# Looking to meet new people in the Malaga area



## kato20 (May 20, 2009)

Hi Everyone, My Name is Kate I moved to Malaga over 3 years ago and I live with my Spanish boyfriend. 

I am finding it quite hard here lately. I really miss my English friends just having a cup of tea and talking, shopping going the gym ect...

I was wondering if there were any other girls out there having the same problem. Unfortunately my lack of friends is placing a huge burden on my relationship and thats the last thing I want.

I am 29 and from Liverpool, I am currently working as a Events Coordinator in Benalmadena organising Stag & Hen weekends and I love it. I am very down to earth and love a laugh. I enjoy socializing, buying clothes, swimming, reading, wine and the beach. My passions are animals and Everton FC.

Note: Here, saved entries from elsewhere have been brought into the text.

PR #6842, opened 2024-06-26
[RFC] Update spec support level description

emallson:
### Description

The motivator for this change is to better represent the maintainership of specs that get basic support added, either by one of us or by a drive-by contributor. I want to accomplish two things:

1. I want to be able to mark a spec as supported without having a dedicated maintainer shown.
2. I want to be able to differentiate between the "Foundation / Core" support level and "actually has a maintainer" support level.

While I was working on this, I also did some cleanup (either because of conflicts or just cuz i was there):
- removed most `builds` support
- removed some unused test tooling

**Current**

We had three main things that determined support level: `contributors`, `isPartial`, and `patchCompatibility`.

- `contributors` being empty would trigger some "No maintainers" / "Unmaintained" messages
- `isPartial` triggered the partial confirmation dialog
- `patchCompatibility` being outdated or null resulted in patch warnings or marking the spec as unsupported.

**Proposal**

Adding specs with basic support puts the current system in an awkward place. The analysis is going to be correct, but isn't going to have spec-specific stuff applied. Should it get the modal warning? But then if it doesn't, should a spec with basic support *and* partial spec support get it?

What I'm proposing is to replace `isPartial` key and most use of `contributors` in determining support. Instead, having a `supportLevel` key with the following behaviors:

- Unmaintained: spec is unmaintained. trying to view a spec like this will prompt you to confirm, as the current `isPartial` does
- Foundation: basically the core/foundational support level. `Abilities` is right, `SpellUsable` is right, but there isn't spec analysis. Contributors **are not** listed as maintainers.
- MaintainedPartial: the spec has a dedicated maintainer and considers spec analysis partially complete
- MaintainedFull: the spec has a dedicated maintainer and considers spec analysis fully complete.

Notably: there is only a modal confirmation if a spec is fully unmaintained *or* behind on `patchCompatibility`. A current spec with even foundational support does not get a warning---it is correct, even if not complete.

This also adds some defaults to the `About` page that don't require configuring the description at Unmaintained/Foundation levels.

### Spec List
image

### Report Footer
image

### About Page

image


ToppleTheNun:
As a whole, I really like the changes here. Explaining what `partial` support meant was kinda awkward to do and this should make it more clear.

I wonder if we should include a similar alert banner for any guide/checklist for a spec that isn't `MaintainedFull` just to caveat the analysis. Putting it just on the about page doesn't surface that information very clearly for most people.

emallson:
Yea, i would like to come up with something for the `Foundation` level in particular that conveys "this does not have a dedicated maintainer" that does not also sound like "don't use this" or "don't trust this" but i haven't sat down again to really think through that

emallson:
I went back through this and did some text updates today. I added a basic badge for the support level and think this might be the direction to go for explaining other support levels. However, I did not use this on the spec page because I did not add badges for the other support levels.

I also spent some time looking at adding some kind of banner/message about the support level but ultimately punted on it. The reason, ultimately, is [that our header is super tall already](https://github.com/WoWAnalyzer/WoWAnalyzer/assets/4909458/aedb8c9e-a719-4709-8646-4098a1ecdc11) and I didn't want to add more to it.

Also also: I made the contributor badges line up with text when they're used inline, which means that they're no longer slightly below or above the baseline of other text. (I am actually a bad example because all-lowercase now means that my username appears below-center relative to the profile picture :see_no_evil:)

## About

image

## Footer

image

## Contributors

### Before
image

### After
image

Sharrq:
In the footer, are you able to hover over foundational support to get a tooltip that explains what that means? 

I like the changes overall, but I would assume the about page is probably the least viewed page of all the analyzers, the footer is probably pretty close to that... But there is also only so much you can do without bloating the header even more.

Maybe you could put a small blurb in the header under the player name or something? Something super short like "foundational support provided by x". Granted that could get to be too much for specs with multiple maintainers, so idk. Mostly spit balling.

But I do think having access to what foundational support means (and the others) without going to the about screen would be helpful.

emallson:
> Maybe you could put a small blurb in the header under the player name or something? Something super short like "foundational support provided by x". Granted that could get to be too much for specs with multiple maintainers, so idk. Mostly spit balling.

I think that doing a bit of layout work is gonna be next on my TODO besides furthering spec support / core TWW work. so i think maybe this gets punted for now and looked at again after the header is made smaller.

> But I do think having access to what foundational support means (and the others) without going to the about screen would be helpful.

I considered adding a tooltip to it but wasn't sure. Can definitely add one

smvoss:
I love this idea foundationally, but my one hesitation really comes down to the verbiage of level of support.

As much as I generally hate "stoplight" representation around these kinds of things, I feel like "maintained" is a word that is really obvious in intention to other programmers / us, but I think wouldn't draw necessarily the correct conclusion to somebody who doesn't have this context. Since this is a wow based tool, I wonder if the verbiage should line up with the standard common -> legendary coloring scheme, but at the same time I don't know if that REALLY solves the problem.

Maybe it doesn't matter that much, but I think it may not be super clear to the end user what the real difference between "Foundation" and "MaintainedPartial" are.

emallson:
that is a very interesting point about "Maintainer" / "Maintained" meaning something specific to people in development that maybe doesn't translate to the general population :thinking: I don't have a real answer for that but I am definitely open to using different terminology for it. I don't have better ideas (yet?) but this PR *also* doesn't add (much*) use of it so I don't see it as an *immediate* problem.

\* there is a usage in the default "About" section for "Foundational" specs

------

I think this has gotten overall positive support, and not much negative. The "negative" (in my reading, correct me if wrong) is more pointing out that this maybe doesn't go *far enough* in solving the "regular people don't understand this" problem. Either due to not surfacing it very well (nothing on the main page, About page being not viewed much), or due to terminology (does "Maintainer" mean the same thing to people outside dev circles?)

I will probably make a final pass on it this weekend (probably adding a descriptive tooltip like Sharrq suggested so at least when you *do* see the footer it explains itself), and then merge. My 2c is that I don't think this needs to solve every problem with communicating these ideas, but general consensus seems like this is an improvement

Sharrq:
Yea I agree that it is fine as is, with room to iterate on further down the road.

emallson:
(posting a reminder to myself to update the docs when this is merged)

smvoss:
>this maybe doesn't go far enough in solving the "regular people don't understand this" problem

I agree, and I think this is still a very good step in the right direction. Incremental updates are better than no updates.

PR #6853, opened 2024-07-05
Add support for Classic Unholy DK

emallson:
### Description

This adds foundation support for Unholy DK, replacing the old template-based Checklist.

This also has two relatively important Core changes for Classic:

1. Adding separate stat ratings for Cata Classic (if we have these anywhere I couldn't find them) so that haste percentage from rating is calculated correctly
2. Adjusting the minimum GCD for Classic to be 1s. The 0.75s min apparently is a [change made for Legion.](https://warcraft.wiki.gg/wiki/Cooldown#Global_cooldown) 

image

image


src/analysis/classic/deathknight/blood/CombatLogParser.ts
```diff
@@ -6,6 +6,7 @@ import AlwaysBeCasting from './modules/features/AlwaysBeCasting';
 import Buffs from './modules/features/Buffs';
 import CooldownThroughputTracker from './modules/features/CooldownThroughputTracker';
 import FoundationGuide from 'interface/guide/foundation/FoundationGuide';
+import ArmyOfTheDead from '../shared/ArmyOfTheDead';
 // Spells
 // import SpellName from './modules/spells';
```
jazminite: Remove import comment now that there is a spell. Also, the `// Spells` comment can be moved above line 9

src/analysis/classic/deathknight/blood/CombatLogParser.ts
```diff
@@ -18,6 +19,7 @@ class CombatLogParser extends BaseCombatLogParser {
     cooldownThroughputTracker: CooldownThroughputTracker,
     // Spells
     // spellName: SpellName,
```
jazminite: Remove import comment now that there is a spell.

jazminite (changes requested):

PR #6855, opened 2024-07-06
[Classic] Foundations Updates

jazminite:
### Description

- Update Foundation Guides to use `div` instead of `p` (DOM warnings)
- Add back Always Be Casting module to Caster template without suggestions.
- Add Always Be Casting module in Demonology Warlock (fixes Active time color)

### Testing

- Test report URL: `/report/8MkqJXZaB13pwLFT/5-Heroic+Magmaw+-+Kill+(3:54)/Voluptuouss`
- Screenshot(s):
image

### DIFF
--- a/src/CHANGELOG.tsx
+++ b/src/CHANGELOG.tsx
@@ -36,6 +36,7 @@ import SpellLink from 'interface/SpellLink';
 
 // prettier-ignore
 export default [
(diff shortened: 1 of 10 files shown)


emallson (approved):
Looks like this shrank/removed padding but I'll take a peek locally later and see if it actually did and if so do some css tweaks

If there are any girls on here that are having the same problem and would like to meet up and chat then send me a message.

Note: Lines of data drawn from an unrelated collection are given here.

PR #6857, opened 2024-07-07
adds npc ablities on the timeline module.

JordanKlaers:
### Description

This changes adds npc abilities on the timeline module. A useEffect calls for the data only if the use changes the display toggle to true for the first time. The intention is to only call the data once (unless the other effect dependencies change) to prevent additional page load delay. There are toggles to render npc abilities that were instant cast, channeled casts, silenced/interrupted abliities, and boss abilities. Only abilities that did damage to a player or were interrupted/silenced show up. Interrupted abilities render slightly above the timeline with an arrow that points to when the cast first started.

### Testing

Open the timeline module and toggle the npc casts to render. This works for both raid and mythic plus

- Test report URL: `/report/MQn1XAvPgpcfjhd3/14-Mythic++Ruby+Life+Pools+-+Kill+(27:45)/Eonworm/standard/timeline`
- Screenshot(s):
npcAbilities


src/interface/report/Results/Timeline/Component.jsx
```diff
@@ -197,6 +244,54 @@ class Timeline extends PureComponent {
...
+                {EnemySpellTypeToggle(
+                  'Silenced/Interrupted Abilities',
+                  () => this.handleToggle('silencedInterrupted'),
+                  silencedInterrupted,
+                )}
+                {EnemySpellTypeToggle(
+                  'Boss Abilities',
+                  () => this.handleToggle('bossAbilities'),
+                  bossAbilities,
+                )}
```
emallson: these should all be react components. to do this, you need to change the parameters to `EnemySpellTypeToggle` to be in an object:

```jsx
const EnemySpellTypeToggle = ({ label, toggleCallBack, checked }) => {
  // ...
};
```

and then replace these with:

```suggestion
<EnemySpellTypeToggle
  label={'Instant Cast Abilities'}
  toggleCallBack={() => this.handleToggle('instantCast')}
  checked={instantCast} />
<EnemySpellTypeToggle
  label={'Channeled Abilities'}
  toggleCallBack={() => this.handleToggle('channeledAbilities')}
  checked={channeledAbilities} />
<EnemySpellTypeToggle
  label={'Silenced/Interrupted Abilities'}
  toggleCallBack={() => this.handleToggle('silencedInterrupted')}
  checked={silencedInterrupted} />
<EnemySpellTypeToggle
  label={'Boss Abilities'}
  toggleCallBack={() => this.handleToggle('bossAbilities')}
  checked={bossAbilities} />
```

while this might seem like a style thing, there are subtle differences in how function call syntax vs component syntax is run and its better to use the more common style.

src/interface/report/Results/Timeline/Component.jsx
```diff
@@ -197,6 +244,54 @@ class Timeline extends PureComponent {
               '--cast-bars': castEvents.length,
             }}
           >
+            {ShowNPCSpellsToggle(
+              'Render NPC Spells on the timeline',
+              () => setRenderNPCSpells(!shouldRenderNPCSpells),
+              shouldRenderNPCSpells,
+            )}
```
emallson: same as the other comment. note that creating a synonym via `const X = Y` also works with react components, so this is just converting to component syntax

src/interface/report/Results/Timeline/EnemyCasts.tsx
```diff
@@ -0,0 +1,170 @@
...
+  showInstantCasts,
+  showChanneledCasts,
+  showInterruptedAbilities,
+  showBossAbilities,
+  ...others
+}: Props) => {
+  const renderCast = (event: NpcCastEvent | NpcBeginCastEvent) => {
+    const className = '';
+    const level = 0;
+    return RenderIcon(event, {
```
emallson, line 119: same here, make this a react component.

to expand a little: when you call a function producing JSX like this, it is run immediately and produces JSX which then becomes part of the render tree.

OTOH, if you return this as JSX: `<RenderIcon event={event} ... />` then `RenderIcon` is not immediately called. instead, it (1) counts as a separate component for hooks/state, and (2) becomes a part of the render tree that can be expanded later.

this matters in like two cases, but those two cases cause bugs that are very hard to debug :sweat_smile:

src/interface/report/Results/Timeline/EnemyCasts.tsx
```diff
@@ -0,0 +1,170 @@
...
+      start,
+      windowStart,
+      secondWidth,
+      reportCode,
+      actorId,
+      style: {
+        // eslint-disable-next-line @typescript-eslint/ban-ts-comment
+        // @ts-ignore
+        '--level': level > 0 ? level : undefined,
+      },
```
emallson: rather than using `@ts-ignore`, add the custom CSS props to the `style` type:

```
style?: CSSProperties & { '--level'?: number; };
```

(same applies to other `@ts-ignore` uses)

src/interface/report/Results/TimelineTab.tsx
```diff
@@ -3,17 +3,210 @@ import CombatLogParser from 'parser/core/CombatLogParser';
...
+                acc[cur.sourceID] = cur.player;
+              }
+              return acc;
+            },
+            {},
+          );
+
+          //This groups damage events together. Helpful for aoe spells from the enemy that hit multiple players at the same time
+          const nonMeleeDamageEvents = damageStuff
+            .filter((val: any) => val.ability.name !== 'Melee')
```
emallson: best not to rely on ability name for this. however, you can also add this to your original query:
```
"type = 'damage' AND source.type in ('NPC', 'Boss') AND ability.id > 1"
```
(and similar for the cast query since melees have cast events)

Melee having an ability ID is a WCL construct iirc (in-game it is a separate kind of event entirely). the IDs for melees are either 1 (Physical) or `-X` where `X` is a school ID (so `-4` is a Fire-school melee)

there are some "Melee" abilities that don't qualify for this, but often they don't have the name `Melee` either. Garothi Worldbreaker comes to mind. Usually stationary bosses.

src/interface/report/Results/TimelineTab.tsx
```diff
@@ -3,17 +3,210 @@ import CombatLogParser from 'parser/core/CombatLogParser';
...
+                dmgEvent.timestamp <= event.timestamp + 10000 && //Assumes a damage event from an npc ability happens within 10 seconds
+                dmgEvent.sourceID === event.sourceID &&
+                dmgEvent.ability.name === event.ability.name
+              );
+            });
+            event['matchingDmgEvent'] = matchingDmgEvent;
+            return (
+              //remove melee events, and events that do not damage allies.
+              //keep events that were silenced/interrupted
+              event.ability.name !== 'Melee' &&
```
emallson: see above about removing melees via query

src/interface/report/Results/TimelineTab.tsx
```diff
@@ -3,17 +3,210 @@ import CombatLogParser from 'parser/core/CombatLogParser';
...
+  useEffect(() => {
+    const fetchData = async () => {
+      const userRequestFirstTime =
+        !hasUserRequestsNPCSpells.current &&
+        prevShouldRenderNPCSpells.current === false &&
+        shouldRenderNPCSpells === true;
+      //This condition ensures npc abilities are only fetched once for the firs time a use requests them
+      if (userRequestFirstTime) {
+        hasUserRequestsNPCSpells.current = true;
+      }
```
emallson: gonna just say that I don't like this ref-based approach to making the effect run once. seems like just having the correct dependencies array should make this work, but there may be something that I'm missing.

emallson (changes requested):
i have not run this locally yet but will do so this evening and get more feedback in. I have a few comments just from the code itself, though

emallson:
okay, so before reading this feedback I want to say: this works and is really nice in practice, even in raid. I definitely underestimated how useful this would be even as a non-healer. 

what this needs now is polish and handling of some edge cases. my notes from playing with this on my local:

- [x] works in classic raids (classic dungeons are hard unsupported)
  - [x] loading damage taken *from* enemies is 6MB on this Magmaw encounter---over 3x the original query for player events
    - okay this is actually Magmaw-specific. but we should also make sure that the target is a player to prevent bad cases like this!
    - rashok also has this problem. not sure why. environmental damage spam?
- [x] works in brackenhide
  - need to exclude damage taken from Environment (source.id = -1). some things like SW:D appear there
- [x] timelines shown in guides still work and don't have extra UI elements added
- [x] toggling the rendering of npc spells repeatedly causes the events to be re-fetched each time
- toggling the filters does not appear to do anything right now? at least on this classic Chimaeron log: http://localhost:3000/report/whg9yZrGNjzDWLX7/37-Heroic+Chimaeron+-+Kill+(4:12)/Cimeqz/standard/timeline
  - [x] okay some of them work, but boss/instant don't appear to behave as expected
  - [x] silenced/interrupted is very narrow. probably better to expand to "stopped" and just exclude everything that wasn't completed.
- [ ] toggling the filters is very slow in large M+ (Brackenhide: http://localhost:3000/report/JBka7NCwgvR9VGWL/63-Mythic++Brackenhide+Hollow+-+Kill+(32:19)/%D0%9F%D0%BE%D0%BB%D0%B8%D0%BD%D1%81%D0%BA%D0%B8/standard/timeline) to update, even on my work PC which is pretty beefy
  - this is an optimization thing and not a fundamental blocker (I think)
- [ ] the background for the interrupted spells is kinda off. there's a visible gradient that I don't think is intended to be there? maybe it is. my first impression was that it was rendering multiple things stagged and generating a gradient artifact as a result
- [x] there is a noticeable delay when loading the abilities between toggling the feature and having the abilities appear on the timeline. during this time, the timeline is visible but empty. on slower connections this will be even more noticeable
  - this just needs a loading state
- [ ] the timestamp from the npc ability timeline can be overlapped by buffs from the player timeline
  - i am actually questioning whether the npc timeline needs separate timestamps. with tall buff-stacking classes maybe it does :thinking:

JordanKlaers:
I updated the useEffect to use a state variable instead of the ref which more effectivly ensures the effect is not called multiple times.
I made an update to use css variables to manage the toggling of the npc abilities to hopefully speed that up.
I added a "loading" when the data is being fetched. I was not sure how you want it to look visually, so if you are unhappy with how it looks please let me know and ill be happy to update it.
Along the same lines, the red gradient you called out, that was my approach, along with raising the spell icon above the timeline, to indicate that it was a "stopped" cast. if you want that changed (should I just remove the red gradient and leave the red outline?) please let me know.

Also, I define a "stopped" cast as an event that has a begingCast event with no matching cast event. I connect those events in the useEffect when they are initially fetched. I then use the lack of a 'matchedCast' key on entries that have a "beginCast" to be considered a "stopped" cast. Is that an acceptable appraoch or do you have a different way I should detect a stopped cast?

I also add a unique class on the individual npc spells, either "boss", "stopped", "channeled" or  "instant" (not the exact classNames used) and I then toggle their visibility with the css variable matching the class. So that means a boss ability will still show even if its a channeled spell and the channeled spells toggle is off, since its considered a boss abilitiy. I noticed this is somewhat odd with raid bosses.
One of the example urls had one non boss type spell cast, and the 7 others fit the boss category. I thought to update the filters available/how they function if there were only boss type spell casts, but in that example there was more than just boss.
Would you like me to leave set something up to only include filters if there are abilities that match the filter? or perhaps some other way to filter ablities, or maybe not at all?

src/interface/report/Results/Timeline/EnemyCasts.tsx
```diff
@@ -119,50 +118,48 @@ const EnemyCasts = ({
...
   actorId,
-  showInstantCasts,
-  showChanneledCasts,
-  showInterruptedAbilities,
-  showBossAbilities,
   ...others
 }: Props) => {
-  const renderCast = (event: NpcCastEvent | NpcBeginCastEvent) => {
-    const className = '';
+  console.log('is enemy casts rerendering');
```
emallson: as a heads up: the react devtools plugin can show you when something re-renders and explain why it re-rendered. very useful tool!

src/interface/report/Results/TimelineTab.tsx
```diff
@@ -79,10 +86,9 @@ const TimelineTab = ({ parser }: Props) => {
             parser.fight.start_time,
             parser.fight.end_time,
             undefined,
-            "type = 'damage' AND source.type in ('NPC', 'Boss')",
+            "type = 'damage' AND source.type in ('NPC', 'Boss') AND ability.id > 1 AND source.id > 0 AND target.type = 'Player'",
```
emallson: making a note for myself that this *could* fail if a boss/npc casts an ability which then has damage sourced to the environment (which does happen, unfortunately). but this should be fine in 99% of cases and deals with the outliers downloading several MB of JSON

emallson:
This is some really good progress.

- The damage event issue has been basically entirely resolved (down to ~300k from >6mb on [this magmaw](http://localhost:3000/report/whg9yZrGNjzDWLX7/30-Heroic+Magmaw+-+Kill+(3:59)/Cimeqz/standard/timeline)
- All the toggles react instantly on regular boss fights, though there are still some issues on brackenhide. (Brackenhide is a tough but useful test case for "how is this gonna work in the worst M+ logs")
  - Using CSS rather than JS to do the toggle is a good thought, but ultimately isn't enough---partially because the styles themselves take time to compute. 
image
    Purple = CSS computation time, Yellow = JS time

The timeline as a whole doesn't perform *great* on these huge M+ so that isn't the end of the line, just something to keep in mind. 

So, next steps: I will probably do a pass on the UI to tweak the CSS (both for perf (ask me about talent trees :)) and to reduce the space taken up by the toggles) and then ping others to give input on it.

This is a big feature so you've signed yourself up for more process than a PR would normally get :P

JordanKlaers:
do you want toggles lined horrizontally? or do you have a preference for a wayy to move them to take of less space?
ask me about talent trees - what is this in regards to?

Ill try to find a way to make the toggling faster again!

Who do I ping?

emallson:
(i forgot to merge this last week. i am going to merge it early tomorrow when i have time to baby-sit in case of query issues)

Hope to hear from you soon. :welcome:

Kate


----------



## Stravinsky (Aug 12, 2007)

No expat groups around there that you can join Kate?


----------



## xabiaxica (Jun 23, 2009)

Stravinsky said:


> No expat groups around there that you can join Kate?


there are bound to be

in the meantime here are some other people in a similar position

http://www.expatforum.com/expats/spain-expat-forum-expats-living-spain/103707-looking-meet-english-speaking-friends-malaga-area.html


lol - I just realised you started that thread , too Kate 

did you never manage to get together with any of them?


----------



## kato20 (May 20, 2009)

Hiya, yes I have met up with 2 of them but we are looking to meet more people, hence the reason for this post. I have not heard of any expat groups, Well there is one but its mostly down in the Marbella area. I live in Malaga but spend most of my time down in Benalmadena.


----------



## Stacie-ox (Sep 6, 2012)

Hello im looking to meet new people aswell.x


----------



## kato20 (May 20, 2009)

Hi Stacie, How are you? Where about in Malaga are you? How was your weekend? x


----------



## Stacie-ox (Sep 6, 2012)

Hello, im ok thanks how are u? im not in malaga yet i move there on the 17th september  so was hoping to be able to meet up with some people whilst there ext. hope u had a good weekend.x


----------



## natalieml (May 9, 2010)

Hi Kate,

I'm in Benalmadena and could meet up with you  Working most of the day but I work from home so could either meet up with you after work or around one lunchtime.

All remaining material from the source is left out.